Como em Apocalipse algumas cidades são personificadas sob figuras femininas (ex: a “Noiva” de Ap 20 e a “Babilônia” de Ap 18), alguns teólogos tem sugerido que a “Mulher” descrita nesta passagem seja apenas a representação de uma cidade ou de um povo, excluindo-se qualquer possibilidade de uma interpretação mariana do texto. A partir disso surgem duas interpretações entre eles (comuns em especial no meio protestante) para a identidade da Mulher do Apocalipse 12: alguns consideram que se trata da Jerusalém Celeste (e logo, tratar-se-ia explicitamente da Igreja), enquanto que outros justificando-se no texto de Gênesis 37, afirmam que se trata da Jerusalém Terrena (e logo, tratar-se-ia explicitamente de Israel), onde a Lua representaria Raquel, o Sol, Jacó, e as estrelas as doze tribos de Israel.

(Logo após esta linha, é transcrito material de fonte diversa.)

PR #187, opened 2020-04-01
Community develop

JeffBeck-NOAA:
Modify Externals.cfg for top-of-the-trunk hashes.  Tested on both Jet and Hera.


JeffBeck-NOAA:
Thanks, Julie!

PR #188, opened 2020-04-07
Running on Cheyenne 

mkavulich:
This PR introduces the capability to run on Cheyenne with Intel compilers. Several minor changes needed to be made to the build process to allow this to happen.

# Summary of changes

 - J jobs and exscripts were updated with stanzas for Cheyenne
 - Some Cheyenne modulefiles were created
 - The workflow generation script and XML template needed to be updated in several places to allow new variables, mostly related to Cheyenne using a PBSpro queueing system rather than slurm:
   - NPROCS_RUN_FCST (total number of processors for running the forecast step) needed to be passed for the mpirun -np command used for running with PBSpro
   - NCORES_PER_NODE is now specified, as Rocoto complains when <nodesize> is not specified for PBSpro jobs
   - Three new variables, QUEUE_DEFAULT_TAG, QUEUE_HPSS_TAG, and QUEUE_FCST_TAG were added: for slurm, Rocoto uses the \<partition> tag rather than the \<queue> tag for certain job submissions, but this tag is not supported for PBSpro. 
   - UFS_WTHR_MDL_DIR: allows us to find the location of the fv3 ccpp library files and add that to LD_LIBRARY_PATH at model runtime; otherwise the executable fails due to not finding these .so files
 - Modifications were made to the workflow generation script and module loading script to allow EMC_post to run on Cheyenne with no modulefile, as it is not necessary
 - Set the new location for Cheyenne fix files: /glade/p/ral/jntp/UFS_CAM/fix/

I have copied over the global input files for running a forecast starting at 2019090118; these can be found in /glade/p/ral/jntp/UFS_CAM/COMGFS/gfs.20190901/18/. If you want to run a test case for a different initial date/time you will have to bring over the files yourself; there are some other sample datasets on Hera here: /scratch1/NCEPDEV/hwrf/noscrub/hafs-input/COMGFS. 

# Tests run:

 - Full workflow on Cheyenne (compilation and running through post). Used GSD_HRRR25km pre-defined domain. Results here: /glade/work/kavulich/UFS/get_running_on_cheyenne/expt_dirs/test_community
 - Full workflow on Hera (compilation and running through post). Used GSD_HRRR25km pre-defined domain. Results here: /scratch2/BMC/det/kavulich/cheyenne_branch_testing/expt_dirs/test_cheyenne_mods_25km

# Potential problems that need further investigation

 - The make_lbcs and make_ics steps are intermittently and randomly segfaulting in the final stages of the executable, on Cheyenne only. They are succeeding after re-running every time, but this should probably be investigated.
   - See issue #190 
 - ~~The make_sfc_climo task is taking more than 10 times longer on Cheyenne; I'm not sure what the reason is but it should probably be investigated.~~
   - Resolved, I had not properly set up this task to use MPI, now fixed
 - I originally tried to test the GSD_RAP13km pre-defined domain but it turns out that the model segfaults, even in the current community_develop version. ~~Perhaps not enough processors?~~
  - See issue #191  

# Other notes
I also took the liberty of removing stanzas for the old, defunct Theia machine in this PR as well.


llpcarson:
Nice work, Mike.  This looks good to me.  

Your notes reminded me that the "dynamic build" of the ufs-weather-model is going to be deprecated/retired sometime in the next couple of months, and that will impact the regional build and workflow (no need for LD_LIBRARY_PATH updates, for example, but SDFs specified at build time).  I will open an issue in ufs-srweather-app so we don't forget this one!

modulefiles/tasks/cheyenne/make_orog.hardcoded
```diff
@@ -0,0 +1,11 @@
+#%Module#####################################################
+## Module file for make_grid task.
```
gsketefian: In the comment, change make_grid to make_orog.  Another option is to get rid of the comment lines 2 and 3 since it's already obvious from the file name what task this module file is for (and we would do that for all module files).  I had the comment in there originally because I copied it over from a sample EMC module file, and they had it.

scripts/exregional_make_grid.sh
```diff
@@ -171,6 +171,11 @@ case $MACHINE in
   ulimit -a
   ;;
 
+"CHEYENNE")
+
+  export APRUN="time"
+  export topo_dir="/glade/p/ral/jntp/UFS_CAM/fix/fix_orog"
```
gsketefian, line 163: Do these need to be exported?

scripts/exregional_make_orog.sh
```diff
@@ -202,6 +180,11 @@ case $MACHINE in
   ;;
 
 
+"CHEYENNE")
+  export APRUN="time"
+  export topo_dir="/glade/p/ral/jntp/UFS_CAM/fix/fix_orog"
```
gsketefian, line 146: Don't export?

scripts/exregional_make_sfc_climo.sh
```diff
@@ -153,6 +146,10 @@ case $MACHINE in
   APRUN="srun"
   ;;
 
+"CHEYENNE")
+  export APRUN="time"
```
gsketefian: Don't export?

ush/config_defaults.sh
```diff
@@ -54,26 +54,41 @@ RUN_ENVIR="nco"
...
+# platforms this should be "queue"
+#
 # mach_doc_end
 #
 #-----------------------------------------------------------------------
 #
 MACHINE="BIG_COMPUTER"
 ACCOUNT="project_name"
 QUEUE_DEFAULT="batch_queue"
+QUEUE_DEFAULT_TAG="queue"
```
gsketefian, line 87: If these three "_TAG" variables are only machine dependent and should just be set automatically depending on the scheduler and/or machine, then we can move from here to setup.sh (which is the script that sets secondary variables, i.e. the ones derived from the user-specified or primary variables).  That way they'll be hidden from the user, just like for example NCORES_PER_NODE.

ush/generate_FV3SAR_wflow.sh
```diff
@@ -147,10 +148,13 @@ fi
...
-set_file_param "${WFLOW_XML_FP}" "QUEUE_DEFAULT" "${QUEUE_DEFAULT}"
-set_file_param "${WFLOW_XML_FP}" "QUEUE_HPSS" "${QUEUE_HPSS}"
-set_file_param "${WFLOW_XML_FP}" "QUEUE_FCST" "${QUEUE_FCST}"
+set_file_param "${WFLOW_XML_FP}" "QUEUE_DEFAULT" "<${QUEUE_DEFAULT_TAG}>${QUEUE_DEFAULT}</${QUEUE_DEFAULT_TAG}>"
+set_file_param "${WFLOW_XML_FP}" "QUEUE_HPSS" "<${QUEUE_HPSS_TAG}>${QUEUE_HPSS}</${QUEUE_HPSS_TAG}>"
+set_file_param "${WFLOW_XML_FP}" "QUEUE_FCST" "<${QUEUE_FCST_TAG}>${QUEUE_FCST}</${QUEUE_FCST_TAG}>"
+set_file_param "${WFLOW_XML_FP}" "NCORES_PER_NODE" "${NCORES_PER_NODE}"
 set_file_param "${WFLOW_XML_FP}" "PROC_RUN_FCST" "${PROC_RUN_FCST}"
+set_file_param "${WFLOW_XML_FP}" "NPROCS_RUN_FCST" "${NPROCS_RUN_FCST}"
+set_file_param "${WFLOW_XML_FP}" "UFS_WTHR_MDL_DIR" "${UFS_WTHR_MDL_DIR}"
```
gsketefian: The setting of UFS_WTRH_MDL_DIR can be moved down to the next section with the other directories.

jobs/JREGIONAL_MAKE_ICS
```diff
@@ -134,7 +134,7 @@ case "$MACHINE" in
   ;;
 #
 "CHEYENNE")
-#
+  APRUN="mpirun -np ${NPROCS}"
```
gsketefian, line 137: Is NPROCS set in the workflow scripts somewhere or is it an environment variable set by pbspro?

ush/templates/FV3SAR_wflow.xml
```diff
@@ -351,14 +373,16 @@ MODULES_RUN_TASK_FP script.
...
     <jobname>&RUN_FCST_TN;</jobname>
     <join><cyclestr>&LOGDIR;/&RUN_FCST_TN;_@Y@m@d@H.log</cyclestr></join>
 
     <envar><name>GLOBAL_VAR_DEFNS_FP</name><value>&GLOBAL_VAR_DEFNS_FP;</value></envar>
     <envar><name>CYCLE_DIR</name><value><cyclestr>&CYCLE_DIR;</cyclestr></value></envar>
     <envar><name>CDATE</name><value><cyclestr>@Y@m@d@H</cyclestr></value></envar>
     <envar><name>PDY</name><value><cyclestr>@Y@m@d</cyclestr></value></envar>
-
+    <envar><name>NPROCS</name><value>&NPROCS_RUN_FCST;</value></envar>
+    <envar><name>LD_LIBRARY_PATH</name><value>&UFS_WTHR_MDL_DIR;/FV3/ccpp/lib/</value></envar>
```
gsketefian: For hera and jet, this is done in the scripts/exregional_run_fcst.sh script.  You can probably do the same for cheyenne.  That way you don't have to define UFS_WTHR_MDL_DIR in the XML and won't need this line (you'll have to add a line in that script though).

scripts/exregional_make_grid.sh
mkavulich: Most of the other stanzas have exported variables; I just followed the template of other machines. APRUN probably doesn't need exporting, but topo_dir probably does. Since that variable is only used in the executable, not the exscript, I'm surprised it works without exporting, as non-exported variables should only be available within the current process.

jobs/JREGIONAL_MAKE_ICS
mkavulich: The number of processors is available via an environment variable in slurm, but not in pbspro (as far as I can tell), so on Cheyenne we have to specify it ourselves in the xml.

ush/templates/FV3SAR_wflow.xml
mkavulich: Good call, I could not figure out where this was being set for Hera for some reason; I swear I looked for LD_LIBRARY_PATH but somehow I didn't find it. I'll change this to work the same way.

mkavulich:
I got individual emails for each comment, which is fine. For future reference there's the capability to "start a review" which will bundle all the comments into a single post. But it's no big deal. I'll address each comment as I get to them.

jobs/JREGIONAL_MAKE_ICS
gsketefian: Oh I see it now.  NPROCS gets set to the appropriate NPROCS_${TASK_NAME} variable in the xml.  Thanks.

scripts/exregional_make_grid.sh
gsketefian: I forgot that in my latest PR, I don't export for hera because everything becomes a local variable (I end up calling the executable directly instead of yet another script (fv3gfs_make_grid.sh), and that script is the one that requires topo_dir).  But that change isn't in the version you started out with.  Sorry for the confusion.

Also, I'd trust only the hera and jet stanzas since the other ones haven't been touched in months, maybe years!

ush/templates/FV3SAR_wflow.xml
gsketefian: Ok, thanks.

jwolff-ncar:
@mkavulich Please make new GitHub issues to keep track of the few things you mention under potential problems that need further investigation. Thanks!

ush/config_defaults.sh
mkavulich: I'm on the fence about this; theoretically people *could* specify queues rather than partitions for slurm machines as well. I'm not too much of a slurm expert though, so I'm not sure about how practical that would be, or if it's worth worrying about.

mkavulich:
@gsketefian I think I have resolved all your concerns except for one about queues which I replied to. Let me know what you think about that reply, otherwise let me know if I can merge the PR.

ush/config_defaults.sh
gsketefian: How do you specify a queue in slurm?

As I looked at this again, it seemed to me that a new user will be confused by the naming, thinking that QUEUE_DEFAULT_TAG (for example) is yet another category of queue.  Maybe we can rename to something like XML_TAG_QUEUE_DEFAULT, etc.  

So when you're running on cheyenne, you currently (re)set QUEUE_HPSS_TAG, for example, to "queue" (which is what you need for pbspro, right?) in your config.sh file?  If so, that's a lot to expect of a new user to understand; I think it would be better to hide it from the user and set it behind the scenes in setup.sh.

Feel free to take/reject my suggestions and then merge.  My PR will probably have some conflicts with yours when I try to merge yours into mine.  Please take a look once I submit it tomorrow to make sure you're ok with any changes.  Thanks.
G

mkavulich:
After resolving merge conflicts I'm now seeing segmentation faults in the run_fcst step; I need to resolve this before the PR gets merged

gsketefian:
Hey Mike,
FYI, I'm ready to submit my PR, but I'm going to wait until yours is merged so I can merge your changes into mine.
Gerard

PR #189, opened 2020-04-07
Feature/preproc

gsketefian:
* Fix bug where the orography filtering was failing but not in an obvious way.
* Simplify and clarify (as much as possible!) the preprocessing tasks.  
* No longer use mosaic_grid.fd code to make mosaic files for a JPgrid type of grid.  Instead, use GFDL's make_solo_mosaic code (which is the one used for a GFDLgrid type of grid).
* This PR needs to be accompanied by two PRs to the NCAR/UFS_UTILS repo.  I have those submitted but apparently will have to resubmit.  I'll link them here once I resubmit.

The major changes are as follows:
------------------------------------
1) Fix bug where the orography filtering was failing but not in an obvious way. 

2) To simplify the scripting and the need to interact with scripts in external repositories such as UFS_UTILS, do not use the scripts fv3gfs_make_grid.sh, fv3gfs_make_orog.sh, and fv3gfs_filter_topo.sh. in UFS_UTILS.  Instead, call the executables that these scripts would call directly in regional_workflow's ex-scripts.  Also, delete the local versions of these scripts (since they are available in UFS_UTILS).

3) Remove variables that were defined and exported only because they were needed by the above three scripts.

4) Change the grid and orography file names so that they contain the new user-specified workflow variable DOT_OR_USCORE after $CRES instead of a hard-coded underscore.  This variable should be set to either an underscore ("_") or a period (".").  If set to an underscore, the file names will not change.  If set to a period, the grid and orography file names will be updated to the naming convention used for the surface climatology files.  The goal is to eventually use a period so that all fixed files use the same naming convention (i.e. with a period following $CRES).

5) Modify process_args() so that it can process an empty array of arguments.  Then remove unused/dummy arguments in other functions that use process_args() that are never actually used (but were present because process_args() had to have at least one argument).

6) Don't use the mosaic_file.fd code to create mosaic files in the case of a JPgrid.  Instead, use GFDL's make_solo_mosaic code.  Previously, did not realize this could be used for both JPgrid and GFDLgrid types of grids.  

7) For clarity, now create three mosaic files (one for the wide-halo grid, one for the 3-cell-wide halo grid, and one for the 4-cell-wide halo grid) instead of just one for the wide-halo grid.

Tests performed:
------------------
This PR passed 12 of 14 workflow end-to-end tests.  The ones that failed are regional_005 and regional_013.  regional_005 is on the very coarse (50 km) Alaska domain; this test fails due to MPI nodes not being selected correctly for chgres_cube.  This is a problem with chgres_cube and must be addressed in another PR.  regional_013 does not work because the name of the physics suite that it uses changed the the ufs_weather_model repo.  This must be addressed in another PR.


scripts/exregional_make_grid.sh
```diff
@@ -133,39 +121,37 @@ case $MACHINE in
...
 #
 
 "JET")
+#
+  { save_shell_opts; set +x; } > /dev/null 2>&1
+
+  . /apps/lmod/lmod/init/sh
+  module purge
+  module load newdefaults
+  module load intel/15.0.3.187
```
JeffBeck-NOAA, line 138: @gsketefian I'm not sure how this happened, but my Jet module load changes were reverted in your PR, and things are now failing.

JeffBeck-NOAA: OK, I think I know what happened. I removed this Jet stanza in a previous PR because I have a module file for make_grid that is loaded instead. Maybe you thought these module loads needed to be put back in since it was empty?

Issue #193, opened 2020-04-13
Fix workflow end-to-end (WE2E) test configuration #13 that tries to run the FV3_GSD_SAR_v1 suite


gsketefian:
The name of the suite apparently changed from FV3_GSD_SAR_v1 to (maybe) FV3_GSD_noah.  Change suite name, template file names, etc to the correct names and ensure that this test runs successfully.

I will assign it to Linlin since he is the one who initially created this test.

jwolff-ncar:
@gsketefian I think this SDF has probably changed names at least one other time since this issue was added. Is it still necessary or can it be closed?

gsketefian:
The FV3_GSD_SAR_v1 suite has been removed from the workflow by PR #[287](https://github.com/NOAA-EMC/regional_workflow/pull/287), so this issue is no longer relevant.

PR #194, opened 2020-04-13
Add capability to run tasks outside of rocoto.

gsketefian:
Summary:
* Add capability to run tasks outside of a workflow manager like rocoto.
* Add capability to specify compute resources in the workflow configuration file (config.sh). 

Test results:
14 out of 15 workflow end-to-end (WE2E) tests were successful.  Test regional_013 was not successful but that is because the name of the physics suite that that configuration tests for has been changed (the configuration file and other template files must be fixed).

New issue to fix WE2E test regional_013 created here: https://github.com/NOAA-EMC/regional_workflow/issues/193

How to use:
The new script that can run the workflow tasks individually outside of rocoto is at ush/run_one_task.sh.  To see the help/usage, first generate an experiment (using generate_FV3SAR_wflow.sh).  In the top level of the experiment directory, there will be a link to this script (having the same name as this new script).  From that directory, type "run_task.sh --help" to get the help/usage.  It includes examples of how to call the script (slurm only thus far).


gsketefian:
Mike,

I manually merged several of the files to be sure the merge is done right.  Please review and let me know what you think.  Actually, please try running an experiment to see if it still works the way you intended.

Question:  What does the <nodesize> tag in the XML do?  I found only a brief description of it by Chris Harrop online (on github), but nothing in-depth.
 
I'm currently rerunning all my WE2E tests on hera, but it's taking a while because it looks like some nodes are down for maintenance.

Gerard

gsketefian:
Hi Laurie and Mike,

Could you also take a look at the script ush/run_one_task.sh in my PR to see if it makes sense?  Specifically, is it easily portable to say cheyenne?  I was thinking we can modify/add inputs for other schedulers, and then at the end where there is the if-statement that calls sbatch for slurm, have another elif stanza for pbspro and call the appropriate command there (qsub?).

Thanks,
Gerard

mkavulich:
Looks as if the merge was successful, I can still build and run just fine on Cheyenne. 

I'm starting to play around with the new script and I noticed that I am not able to see the usage instructions unless I'm in an experiment directory; the script fails before getting to the usage routine. Can you re-arrange this so that you can print usage instructions regardless of whether the experiment has been set up yet?

gsketefian:
Hi Mike,

Yes, that was a compromise I had to make in order to give the user more information in the usage message.  That more information is obtained by sourcing the var_defns.sh file, which is created only after generating an experiment directory.  I can instead source the config_defaults.sh file (which always exists in the repo), but the info in the usage message may be wrong in case, e.g., the user changes the task names (MAKE_GRID_TN, etc) in the user-specified configuration file (config.sh).  But I guess I can note that in the usage message (i.e. say that the values printed in the usage message are the default values).

Gerard

llpcarson:
Hi Gerard - I started looking at your script, but haven't tried to run it yet.  One overarching question, though.
- is there a reason you have added all of the various command-line-args, rather than relying on the var_defns.sh file that is generated from the experiment config file?  I can see the possible need for the UPP-fcsthr option, and, of course, the job name, but otherwise, I would think that a user would set up their configuration once in the var_defns.sh , and then run the jobs one-by-one with this script?
- this seems to add alot of complexity to the script, and likely isn't the right place to have a user change something like a queue name or wall-clock-time or even cycle-start-time?

Will continue reviewing and try a run...

llpcarson:
Another note - in order to use this, the user needs to first run the generate_FV3SAR_wflow.sh script, true?  But, that script requires that $MACHINE match exactly a named list.  So, would it make sense to add a "generic_linux" or "macos" or some other options that would generate the experiment directory on a generic platform?

gsketefian:
Hi Laurie,

I made some improvements to the run_one_task.sh script (and to other workflow scripts in places related to this issue).  I also added a new script called run_one_task_simplified.sh that has a reduced set of input arguments.  

Notes:

* The cycle-dependent tasks need to have the cycle date (cdate) specified in case there is more than one cycle in the experiment.  Currently, there is no option to run a task for all cycles (e.g. by specifying cdate="all" or something like that), and I don't know if doing so would make sense anyway since when DA is included, one cycle will depend on the tasks from a previous cycle - so I'd basically start rewriting rocoto.  Anyway, at least for now, cdate is a necessary input argument if running a cycle-dependent task.

* Similarly, for a given cdate, the post-processing task must be called one forecast hour at a time (i.e. there is no option like fhr="all" to run UPP for all forecast hours for a given cdate).  So fhr is a necessary argument for the run_post task.

* I added a new argument (exptdir) to specify the experiment directory.  If exptdir is set on the command line, then that's where the script will look for a var_defns.sh file.  If not, it assumes the current directory is the experiment directory.  This allows the script to be called from a location other than the top level of the experiment directory.  Thus, a symlink at the top level of the experiment directory to this script (which is something that is created by generate_FV3SAR_wflow.sh) is not necessary (but is still nice to have).  

* I included the remaining arguments (sched, acct, part, qos, nnodes, ppn, wtime) in the original script (run_one_task.sh) as a convenience for the user so he/she doesn't have to go to var_defns.sh and modify it (and we generally discourage modifying var_defns.sh; if one wants to change experiment parameters, it's safer to create a new config.sh in the ush directory and generate a new experiment).  In this case, changing var_defns.sh and rerunning run_one_task.sh will work I think (I will test that soon), but it seems more convenient to me to specify it on the command line so you don't have to open a file and edit it.  In any case, the new simplified script (run_one_task_simplified.sh) does not have these arguments - it gets them all from var_defns.sh.  Note that removing these arguments didn't simplify the script very much because local variables part, qos, nnodes, ppn, and wtime still have to be set depending on the task.  You can diff the two scripts to see what I mean.  We can eventually remove one of these scripts or keep both.

* The user can now set the workflow variable SCHED to "none" in config.sh (or, for run_one_task.sh, set sched=none on the command line).  This will cause run_one_task.sh or run_one_task_simplified.sh to run the j-job without a job scheduler.

Finally, yes, it would it make sense to add a "generic_linux" or "macos" for generic platforms.  However, I'm thinking we can do that as a separate PR.

The new changes pass 14 of the 15 WE2E tests (test 13 is bad and needs to be fixed).

I tried both run_one_task.sh and run_one_task_simplified.sh from the command line on all tasks, and they seem to work fine.

Please let me know what you think.  Thanks.
Gerard

llpcarson:
Hi Gerard - been in meetings all day, but thanks for considering and updating this PR.  I do wonder, though, if we need to think more simply.  I would recommend not having two scripts, one without a few options --- that's a maintenance nightmare!  

I will take a look at your other options tomorrow, but would recommend removing the "simplified" script (again, just my suggestion)

jobs/JREGIONAL_MAKE_ICS
```diff
@@ -134,7 +134,8 @@ case "$MACHINE" in
   ;;
 #
 "CHEYENNE")
-  APRUN="mpirun -np ${NPROCS}"
+  nprocs=$(( NNODES_MAKE_ICS*PPN_MAKE_ICS ))
+  APRUN="mpirun -np $nprocs"
```
christinaholtNOAA, line 138: Curious why this is sometimes set at the Jobs level, and sometimes at the ex-script level.

ush/load_modules_run_task.sh
```diff
@@ -255,61 +257,61 @@ task (task_name) does not exist:
...
 ules_dir) for the specified task (task_name) failed:
   task_name = \"${task_name}\"
   modulefile_name = \"${modulefile_name}\"
   modules_dir = \"${modules_dir}\""
-     ;;
-   #
-   esac
+    ;;
+#
+  esac
```
christinaholtNOAA, line 314: I know this isn't part of this PR, necessarily, but I noticed with my XML work that this file runs `exec` on user command line input that is completely unchecked. This opens a user developer to an extreme data-loss vulnerability, as well as any other malicious attacks. This code exists in a complicated scripting environment, and a single setting gone unnoticed could be quite problematic. Running the task script directly from the XML at least reduces the indirection in understanding whether a vulnerability exists.

gsketefian:
Hi Laurie,
Yes, having just one is better, I agree.  Let me know which one you think users would prefer and I will delete the other.
Gerard

jobs/JREGIONAL_MAKE_ICS
gsketefian: Mike asked this too a while back!

It is not clear in the WCOSS Implementation Standards document where this should go.  So back a few months or a year ago (when I was just learning how to use github), I left it like this in order for us to remember to fix this later on (I wasn't sophisticated enough with github back then to just make an issue).

So I just made an issue to fix this (https://github.com/NOAA-EMC/regional_workflow/issues/198).  Once we determine at which level these should go, we need to fix it one way or the other.

ush/load_modules_run_task.sh
gsketefian: We did not do things this way originally, but NCO apparently doesn't want module loads in the j-jobs or ex-scripts.  The method (of using exec) that we use now was devised by EMC and is apparently acceptable to NCO, so we just adopted it.  We can point out the vulnerabilities you mention (can you give an example?) to EMC/NCO and see what they say.  If you know of a more secure way to do this that is acceptable to NCO, we can go with that.

christinaholtNOAA: It's a general best practice to find a way other than "eval" or "exec" where possible, especially when there are no filters/checks in place for the ingested command to be executed. Here's a decent write up: https://medium.com/dot-debug/the-perils-of-bash-eval-cc5f9e309cae.

A comment was left in `FV3SAR_wflow.xml` that provides an alternative:

```<!-- 
    <command>{ . &LOAD_MODULES_RUN_TASK_FP; "&MAKE_GRID_TN;"; 
               &JOBSDIR;/JREGIONAL_MAKE_GRID;
             }</command>
-->
```
I understand that the `<command>` tag is essentially an eval statement for running the supplied command, and it has decently tight restrictions on what is called. 

Removing the somewhat "hidden" eval for users not running Rocoto might be a bit safer. You never know when a copy/paste gone wrong could lead to loss of data when you don't realize a command-line argument might get executed as-is.

gsketefian: Yeah, that was me who wrote that comment, and I totally forgot about it!  If you think that alternative is secure enough, let's make an issue to propose it to EMC/EIB (and then they have to ask NCO...).

PR #195, opened 2020-04-14
Remove Jet module load stanza in exregional_make_grid.sh

JeffBeck-NOAA:
Tested on Jet.


JeffBeck-NOAA:
Module loads are handled in a specific module file instead.

gsketefian:
And I don't think you need the "export" in front of APRUN any more either.

PR #204, opened 2020-05-04
Fix Cheyenne segfaults, add capability for tasks to fall back to default modulefile

mkavulich:
This PR adds the capability for tasks to fall back to default modulefile if task-specific modulefile does not exist. In doing so, it gets rid of the old, hacky way I got post to build on Cheyenne, and replaces it with a build and run process that utilizes a new cheyenne.default modulefile.

This should allow us to condense down builds on new machines to use fewer task-specific modulefiles.


ush/load_modules_run_task.sh
```diff
@@ -277,43 +287,50 @@ does not exist:
...
-
-fi #End if statement for tasks that load no modules
+       ;;
+     #
+     esac
+   else # using default modulefile
+     module load ${default_modulefile_name} || print_err_msg_exit "\
+Loading of default module file failed:
+  task_name = \"${task_name}\"
+  default_modulefile_name = \"${modulefile_name}\"
```
christinaholtNOAA: Should this be `default_modulefile_name`?

ush/load_modules_run_task.sh
```diff
@@ -229,24 +231,32 @@ modulefile_name="${task_name}"
...
+     if [ -f "${default_modules_dir}/${default_modulefile_name}" ]; then
+        #If the task-specific modulefile does not exist but a default one does, use it!
+        print_info_msg "$VERBOSE" "
+        Task-specific modulefile (${modulefile_path}) does not exist
+        Will attempt to use default modulefile (${default_modules_dir}/${default_modulefile_name}) ..."
+        modules_dir=$default_modules_dir
+        use_default_modulefile=1
 
-     if [ "${task_name}" = "${MAKE_OROG_TN}" ] || \
+     elif [ "${task_name}" = "${MAKE_OROG_TN}" ] || \
```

O problema com esta interpretação é que Apocalipse nomeia a «Nova Jerusalém» (isto é, a Igreja) sob os títulos de «Noiva» (21,9) e «Esposa» (20,22) do Cordeiro, e não de «Mulher» ou de sua «Mãe» (atribuindo-lhe no caso a maternidade messiânica do vs. 5). O mesmo pode ser concluído a respeito da «Jerusalém Terrena» (isto é, do Reino de Israel), já que esta é chamada por João de «Sodoma» ou «Egito» (cf. Ap 11,8), mas nunca de «Mulher». Também não pode ser dito que a Mulher do texto de Apocalipse é simplesmente o conjunto de todos os crentes em Cristo pois o próprio texto apocalíptico deixa claro que o povo de Deus não é a Mulher em si, mas a sua descendência (cf. Ap 12,17).

Como o texto de Apocalipse 12 faz uma clara alusão à profecia de Gênesis 3:15, a «Mulher» de Apocalipse 12 também deve ser entendida como o cumprimento da «Mulher» de Gênesis 3,15 (sendo, portanto, à uma pessoa física). Ora, o contexto da maternidade messiânica exclui Eva desta interpretação, logo, resta-nos a figura da «Nova Eva», isto é, da Virgem Maria. Em primeiro lugar, portanto, o texto Apocalíptico fala a respeito de Maria. É por isso que João frequentemente a chama em seu Evangelho pelo título de «Mulher» (cf. Jo 2, 4; 19,26).

O próprio texto de Gênesis 3:15 não pode ser interpretado como uma referência literal à Eva pois (diferente do restante do capítulo) trata-se de um texto profético: Deus afirma que irá impor «inimizade» entre a Mulher e o demônio. Ora, Gênesis afirma apenas que Eva concebeu «amizade» com a Serpente, sendo causa de nossa ruína (cf. Gn 3,6). Após esta primeira amizade (pecado original), entende-se que Eva amigou-se mais vezes com a Serpente toda vez que caía em pecado. O texto não pode se referir, portanto, à Eva, mas justamente à sua antítese: Refere-se à «Nova Eva» (pregada desde os primórdios por Justino e Irineu), a Mãe do Messias, a Virgem Maria. É o seu filho aquele que esmagará a cabeça de Satanás.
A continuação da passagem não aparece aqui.